Poison's Kiss (Poison's Kiss #1)(50)
“No. I’m not willing to do that.”
“But you said you cared about him.”
“And I do,” Deven says. “But I’m not exchanging you for him.”
“Why not? You hate me and you care about Mani, so it seems like an easy decision.”
“I don’t hate you.” He rakes his fingers through his hair. “My feelings about you are complicated. I’m angry with you—but I’m not angry enough to leave you with a monster.”
“I deserve to be with a monster,” I say. “Mani doesn’t.”
Deven shakes his head. “No one deserves that, Marinda. Not even you.”
“It doesn’t look much like a home,” Deven says. We’ve been creeping through dark alleys for over an hour, and finally we’re standing in front of a charmless box of a building. The windows are dark and the front yard is a wild tangle—the weeds have choked the life from every other plant.
But until a few years ago, it was the only home I’d ever known, and I still feel a pull toward it, like if I just stare hard enough, I might see something different.
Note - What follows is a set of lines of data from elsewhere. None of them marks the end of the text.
Issue #278, opened 2021-09-21
Add `lock` to the collection table


nachomazzara:
- Add a `lock` column to the collection table: TIMESTAMP, NULL.
- Add a new endpoint `@POST /collection/:id/lock` to lock a collection.
- A Decentraland collection is locked if the lock is lower than 1 day from Now and the collection is not in the subgraph (blockchain)
```ts
if (collection.lock + 1 day > Date.now() && collection.isNotPublished()) {
     return true // collection is lock
}
```
- We should reject changes in the collection and items if the collection is locked
- Add tests

PR #289, opened 2021-09-30
feat: check collection lock

nicosantangelo:
Again related to #278 but still missing TPW

### DIFF
--- a/src/Collection/Collection.router.spec.ts
+++ b/src/Collection/Collection.router.spec.ts
@@ -46,10 +46,6 @@ describe('Collection router', () => {
       )
     })
 
-    afterEach(() => {
-      jest.restoreAllMocks()
-    })
-
     it('should update the lock with .now() on the supplied collection id for the owner', async () => {
       return server
         .post(buildURL(url))
--- a/src/Collection/Collection.router.spec.ts
+++ b/src/Collection/Collection.router.spec.ts
@@ -33,6 +33,7 @@ describe('Collection router', () => {
 
   describe('when locking a Collection', () => {
     const now = 1633022119407
+    const url = `/collections/${collectionAttributes.id}/lock`
 
     beforeEach(() => {
       jest.spyOn(Date, 'now').mockReturnValueOnce(now)
@@ -50,8 +51,6 @@ describe('Collection router', () => {
     })
 
     it('should update the lock with .now() on the supplied collection id for the owner', async () => {
-      const url = `/collections/${collectionAttributes.id}/lock`
-
       return server
         .post(buildURL(url))
         .set(createAuthHeaders('post', url))
@@ -63,7 +62,30 @@ describe('Collection router', () => {
             { id: collectionAttributes.id, eth_address: wallet.address }
           )
         })
-        .finally(() => jest.useRealTimers())
+    })
+
+    it('it should fail with an error if the update explodes', async () => {
+      const errorMessage = 'Error message'
+
+      ;(Collection.update as jest.Mock).mockImplementationOnce(() => {
+        throw new Error(errorMessage)
+      })
+
+      return server
+        .post(buildURL(url))
+        .set(createAuthHeaders('post', url))
+        .expect(500)
+        .then(async (response: any) => {
+          expect(response.body).toEqual({
+            ok: false,
+            data: {
+              id: collectionAttributes.id,
+              eth_address: wallet.address,
+              error: errorMessage,
+            },
+            error: "The collection couldn't be updated",
+          })
+        })
     })
   })
 })
--- a/src/Collection/Collection.router.ts
+++ b/src/Collection/Collection.router.ts
@@ -15,12 +15,15 @@ import { peerAPI, Wearable } from '../ethereum/api/peer'
 import { FactoryCollection } from '../ethereum'
 import { Ownable } from '../Ownable'
 import { Item, ItemAttributes } from '../Item'
-import { Collection, CollectionAttributes } from '../Collection'
+import {
+  Collection,
+  CollectionService,
+  CollectionAttributes,
+} from '../Collection'
 import { isCommitteeMember } from '../Committee'
 import { collectionSchema, saveTOSSchema } from './Collection.types'
 import { RequestParameters } from '../RequestParameters'
 import { hasAccess } from './access'
-import { isPublished } from '../utils/eth'
 import { ItemFragment } from '../ethereum/api/fragments'
 import { sendDataToWarehouse } from '../warehouse'
 
@@ -56,7 +59,6 @@ export class CollectionRouter extends Router {
      */
     this.router.get(
       '/collections/:id',
-      withAuthentication,
       withCollectionExists,
       server.handleRequest(this.getCollection)
     )
@@ -299,7 +301,7 @@ export class CollectionRouter extends Router {
     } catch (error) {
       throw new HTTPError(
         "The collection couldn't be updated",
-        { id, eth_address, error },
+        { id, eth_address, error: (error as Error).message },
         STATUS_CODES.error
       )
     }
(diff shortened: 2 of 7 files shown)


src/Collection/Collection.router.spec.ts
```diff
@@ -63,7 +58,30 @@ describe('Collection router', () => {
             { id: collectionAttributes.id, eth_address: wallet.address }
           )
         })
-        .finally(() => jest.useRealTimers())
+    })
+
+    it('it should fail with an error if the update explodes', async () => {
```
LautaroPetaccio, line 63: What if we wrap this `it` in a `describe` to describe the context and the use the `beforeEach` to code the context:
```
describe('when the lock update fails', () => {
  beforeEach(() => {
      ;(Collection.update as jest.Mock).mockImplementationOnce(() => {
        throw new Error(errorMessage)
      })
  })
})
```
We can later have the `it` describe only what is expected from the context and the execution of the request:
```
it('it should respond with a 500 and and error message saying that the collection couldn't be updated'
```

We can also do the same for the other case, specifying that the correct response will occur whenever the update works.

LautaroPetaccio: Beware that you have an async closure here but there's no await.

src/Collection/Collection.router.spec.ts
```diff
@@ -63,7 +58,30 @@ describe('Collection router', () => {
...
+
+      ;(Collection.update as jest.Mock).mockImplementationOnce(() => {
+        throw new Error(errorMessage)
+      })
+
+      return server
+        .post(buildURL(url))
+        .set(createAuthHeaders('post', url))
+        .expect(500)
+        .then(async (response: any) => {
```
LautaroPetaccio, line 74: This async definition can be removed.

src/Collection/Collection.service.spec.ts
```diff
@@ -0,0 +1,92 @@
+import { v4 as uuidv4 } from 'uuid'
+import { Collection } from './Collection.model'
+import { CollectionService } from './Collection.service'
+import { wallet } from '../../spec/utils'
+
+jest.mock('./Collection.model')
+
+describe.only('Collection service', () => {
```
LautaroPetaccio, line 8: It's only meeeee.

src/Collection/Collection.router.ts
```diff
@@ -348,9 +350,11 @@ export class CollectionRouter extends Router {
       )
     }
 
-    if (await this.isCollectionPublished(id)) {
+    const service = new CollectionService()
```
LautaroPetaccio, line 353: The collection service is stateless, what do you think about having it as an instance variable?

src/Collection/Collection.router.ts
```diff
@@ -375,10 +379,11 @@ export class CollectionRouter extends Router {
...
     const id = server.extractFromReq(req, 'id')
+    const service = new CollectionService()
 
-    if (await this.isCollectionPublished(id)) {
+    if (await service.isLocked(id)) {
       throw new HTTPError(
-        "The collection is published. It can't be deleted",
+        `Cannot access the Collection ${id} because it's either locked or published`,
         { id },
         STATUS_CODES.unauthorized
```
LautaroPetaccio, line 388: I wouldn't mix both errors, as it can be used to represent two different errors that we would like to show the user.
Also, the collection locked error (and maybe the error related to the collection being already published) should return a 423 (locked) instead of a 401 that relates to a user not being authenticated.

src/Collection/Collection.service.spec.ts
```diff
@@ -0,0 +1,92 @@
...
+
+    it('should return false if the collection does not exist', async () => {
+      findOneMock.mockImplementationOnce((collectionId: string) => {
+        if (collectionAttributes.id === collectionId) {
+          return undefined
+        }
+        throw new Error('Invalid id')
+      })
+      expect(await service.isLocked(collectionAttributes.id)).toBe(false)
+    })
```
LautaroPetaccio, line 41: What do you think about using a `describe` here to describe the context and a `beforeEach` to code it?
```suggestion
describe('when the collection doesn't exist', () => {
    beforeEach(() => {
      findOneMock.mockImplementationOnce((collectionId: string) => {
        if (collectionAttributes.id === collectionId) {
          return undefined
        }
        throw new Error('Invalid id')
      })
    })
    it('should return false', async () => {
      expect(await service.isLocked(collectionAttributes.id)).toBe(false)
    })
})
```

src/Collection/Collection.service.spec.ts
```diff
@@ -0,0 +1,92 @@
...
+      managers: [],
+      forum_link: null,
+      lock: null,
+      reviewed_at: new Date(),
+      created_at: new Date(),
+      updated_at: new Date(),
+    }
+
+    const service = new CollectionService()
+    const findOneMock = Collection.findOne as jest.Mock
```
LautaroPetaccio, line 28: What if we do a mockRestore of `findOneMock` on a `beforeEach` to be sure that it gets cleaned after every execution?

LautaroPetaccio (changes requested):

src/Collection/Collection.router.ts
nicosantangelo: I like it! will change

src/Collection/Collection.service.spec.ts
nicosantangelo: I like it! I'm not really used to use describe to explain the context in these situations but I like how it looks/structures the code 👍

src/Collection/Collection.router.spec.ts
```diff
@@ -45,25 +46,52 @@ describe('Collection router', () => {
...
-        .set(createAuthHeaders('post', url))
-        .expect(200)
-        .then(async (response: any) => {
-          expect(response.body).toEqual({ data: true, ok: true })
-          expect(Collection.update).toHaveBeenCalledWith(
-            { lock: new Date(now) },
-            { id: collectionAttributes.id, eth_address: wallet.address }
-          )
+      beforeEach(() => {
+        ;(Collection.update as jest.Mock).mockImplementationOnce(() => {
```
LautaroPetaccio, line 73: As `Collection.update` returns a promise, I would use `.mockRejectedValueOnce(new Error(errorMessage))`.

src/Collection/Collection.router.ts
```diff
@@ -376,42 +390,28 @@ export class CollectionRouter extends Router {
...
       )
     }
 
+    if (this.service.isLockExpired(collection.lock)) {
+      throw new HTTPError(
+        "The collection is locked. It can't be deleted",
+        { id },
+        STATUS_CODES.unauthorized
```
LautaroPetaccio, line 407: What do you think about returning a 423 status code (Locked)? Unauthorized refers to the authentication of the user.

src/Collection/Collection.service.spec.ts
```diff
@@ -0,0 +1,29 @@
...
+
+      it('should return false if the lock date + 1 day is newer than now', async () => {
+        jest
+          .spyOn(Date, 'now')
+          .mockReturnValueOnce(Date.now() + twoDaysInMilliseconds)
+
+        expect(await service.isLockExpired(lock)).toBe(false)
+      })
+    })
+  })
```
LautaroPetaccio, line 28: This is how it should look if we follow the describe and beforeEach approach:
```suggestion
    describe('when the collection is locked with a date older than a day', () => {
      let lock;
      beforeEach(() => {
        lock = new Date()
        jest
          .spyOn(Date, 'now')
          .mockReturnValueOnce(Date.now() + twoDaysInMilliseconds)
      })
      afterAll(() => {
       // Just in case something goes wrong with the test and the Date.now function never gets executed.
        jest.restoreAllMocks()
      })

      it('should return false', async () => {
        expect(await service.isLockExpired(lock)).toBe(false)
      })
    })
  })
```

src/Collection/Collection.service.spec.ts
```diff
@@ -0,0 +1,29 @@
...
+})
```
LautaroPetaccio, line 29: You're lacking the positive test, the one that tests when a collection is locked.

LautaroPetaccio (changes requested):

src/Collection/Collection.router.ts
nicosantangelo: Much better 👍

LautaroPetaccio (approved):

It doesn’t look like anyone is staying here, and yet I’m still praying to the ancestors that Mani is inside. And if he is—I don’t care what Deven says—I will offer to stay in his place. Even if I never see either of them again, it will be worth it to know that Mani is safe.
We try the front door first, but it’s locked. I reach toward my head for a pin but realize that I left my hair down and I don’t have one. “Is there another way in?” Deven asks. I look at him in confusion. “A side entrance? A loose window?”
“I don’t know,” I say.
He sighs. “Didn’t you spend most of your life here?”
I swallow. “Yes, but I was only ever allowed in a few of the rooms and almost never outside.”
A long silence stretches between us. It’s so dark that I can’t clearly make out his expression, but I feel like I’ve disappointed him. “I’m sorry,” I say. “If you have something to pick the lock, I can try that.”
“I don’t,” he says. He shrugs and his shoulder brushes against mine. “We’ll find a way.”
We steal around the side of the building, and Deven pulls on each window, looking for one that is loose or open, but all of them are sealed tight. The night is inky black and I brush my hand against the side of the wall to keep my footing. Deven is nothing more than a dark shape in front of me. I follow him around the corner to the back of the building.
“Found a way in,” he says softly. I hurry to catch up and nearly run into him. He’s standing next to a door with a glass window in the top half. Steel rods crisscross the window, forming dozens of diamond shapes.
“Is it unlocked?”
“No,” he says. “But I can get it open.” He pulls a blanket from his bag and wraps it several times around his fist. Then he punches through the glass diamond in the bottom left corner. The sound of breaking glass shatters the silence. I flinch, but no lights go on and no one comes running. Deven tosses the blanket to me and then reaches his hand through the opening and unlocks the door. We step into the kitchen.
The smell of ginger tea envelops me and I’m suddenly five years old again, curled on Gita’s lap listening to her whisper folktales against my ear. Deven lights a candle, but I already know what I’ll see in the flickering light. A yellow teapot painted with red elephants, a single matching teacup with a chip in the handle and the dregs of the pale tea Gita favors glued to the bottom. Gita has been here. Recently. My throat is thick with the memories I can’t swallow.
“Marinda?”
“She was here,” I say.
“Who?” Deven swings the candle so that the light dances between us.
“Gita,” I say. “She’s…” Suddenly I realize I don’t know what to call her. My fill-in mother? One of my handlers? The woman who dried my tears when Gopal beat me, but never stopped him from hurting me in the first place? “She’s one of them.”
If Gita is here, Mani could be too. I race into the dining room, where Iyla, Mani and I would sometimes be allowed to eat together. But large sheets are draped over the tables and chairs, and the moonlight streaming through the windows makes them look like huge, hulking beasts. I let go of Deven and run my hand along the fabric. My fingers come away coated in dust. No one has used this room in a long time—at least months, maybe years.
I run down the long hallway where my bedroom used to be, flinging doors open as I go. All the rooms are dark, cold and empty. When I get to the room that used to be mine, I pause with my hand on the doorknob. Please let him be here. Please. I open the door and it is cold and dark, just like the others. But not empty. My old bed is still here, draped in a gray sheet that might have been white once. Mani’s bed is here too. And shoved in the corner, bathed in moonlight, is his tiny baby cradle. It’s not covered in anything but dust, as if it wasn’t worth protecting. As if it will never be needed again. I’m overcome with a sudden wave of nostalgia. Mani became my brother in this room. For months I woke several times a night to feed him, change him and sing him back to sleep. It was so much responsibility for a ten-year-old. As I stand here, the full weight of my life with Mani comes rushing in on me. Both the burden and the blessing of it.